In 1985, although it was her debut recital and her first at this huge stage, her performance was given critical acclaim. Arrieta was honored by the New York Times as having ‘fevered, demonic intensity and gentle, sublime introspection”. The Daily News called her a “combination of purity and fire”.
Despite having performed earlier in various cities of the former Soviet Union, in Europe (France, Spain, Germany and Italy), Australia, Hong Kong and the Philippines, she said her experience performing in New York then was unique, challenging and exciting. New York is New York, she said. New York City is the cultural capital of the U.S. and Lincoln Center brings an aura of great achievement for performers since it is “dedicated to the finest in the world of music and the arts.”

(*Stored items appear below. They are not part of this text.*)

PR #2897, opened 2024-03-11
fix(homeConfig): support all versions

ohitstom:
in reference to [this description](https://github.com/spicetify/spicetify-cli/pull/2888#issue-2177763270)

regex tested on:
image

### DIFF
--- a/jsHelper/homeConfig.js
+++ b/jsHelper/homeConfig.js
@@ -11,11 +11,15 @@ SpicetifyHomeConfig = {};
 	const statusDic = {};
 	let mounted = false;
 
-	SpicetifyHomeConfig.arrange = sections => {
+	SpicetifyHomeConfig.arrange = container => {
+		let sections = container.sections?.items;
+
 		mounted = true;
 		if (list) {
-			return list;
+			container.sections.items = list;
+			return container;
 		}
+
 		const stickList = (localStorage.getItem("spicetify-home-config:stick") || "").split(",");
 		const lowList = (localStorage.getItem("spicetify-home-config:low") || "").split(",");
 		const stickSections = [];
@@ -41,7 +45,9 @@ SpicetifyHomeConfig = {};
 		sections = sections.filter(Boolean);
 
 		list = [...stickSections, ...sections, ...lowSections];
-		return list;
+		container.sections.items = list;
+
+		return container;
 	};
 
 	const up = document.createElement("button");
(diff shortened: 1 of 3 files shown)


Delusoire:
This doesn't allow rearranging Meet DJ and Video Coursed because they're only added later.
image

ohitstom:
> This doesn't allow rearranging Meet DJ and Video Courses because they're only added later.
> image
> 

this is still proof of concept and homeconfig has never been able to do that.

this approach is no different to the existing one except it means the Regex can be simpler once I've finished it.

rxri:
good shit, i tested it but it seems like the javascript side is broken now. When I click `down` or `up`, the whole section goes to bottom or top, it doesn't move one by one basically

ohitstom:
> good shit, i tested it but it seems like the javascript side is broken now. When I click `down` or `up`, the whole section goes to bottom or top, it doesn't move one by one basically

unless im misunderstanding i believe thats intended, basically stick puts it right at the top, lower puts it right at the bottom, then  up or down will move within either stuck sections or lowered sections - i did however notice that if you make a change, the second you change a page and come back it resets until your reload which it wasnt doing with my graphql approach?

rxri:
nvm i'm just stupid and it actually stays in the same place for me when i change pages

ohitstom:
> nvm i'm just stupid and it actually stays in the same place for me when i change pages

🎉 will do some testing on why thats not the case for me, might be user error or my localstorage key is messed up

rxri:
> thoughts on the menu item issue?

known, we didn't bother troubleshooting it further because it worked before and it broke somewhere idk

ohitstom:
> > thoughts on the menu item issue?
> 
> known, we didn't bother troubleshooting it further because it worked before and it broke somewhere idk

unfortunate, i had a quick look but the new system looks totally different to me haha
i did however fix the logic as its initial state was bugged (in homev2)

rxri (changes requested):
make `z-index` on `#spicetify-home-config` very high so it's always on top
run `go fmt .`
run biome plox

ohitstom:
> make `z-index` on `#spicetify-home-config` very high so it's always on top run `go fmt .` run biome plox

will do

rxri:
> > make `z-index` on `#spicetify-home-config` very high so it's always on top run `go fmt .` run biome plox
> 
> will do
> 
> edit: what is plox?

Today, after getting married and having been blessed with two children, the formidable pianist is back with a heart of passion to tickle the ivories for an encore performance on Saturday, Sept. 20. This time at the Merkin Concert Hall at Kaufman Music Center, another important New York City landmark that hosts 70,000 concert goers a year.
In this concert, Arrieta will be playing a selection of pieces written by her favorite composers such as Francz Liszt, Robert Schumann, Sergei Rachamaninoff, Alexander Scriabin, Claude Debussy, Alexander Scriabin, George Gershwin, and also Nicanor Abelardo, a noted Filipino musician known for his Kundiman songs.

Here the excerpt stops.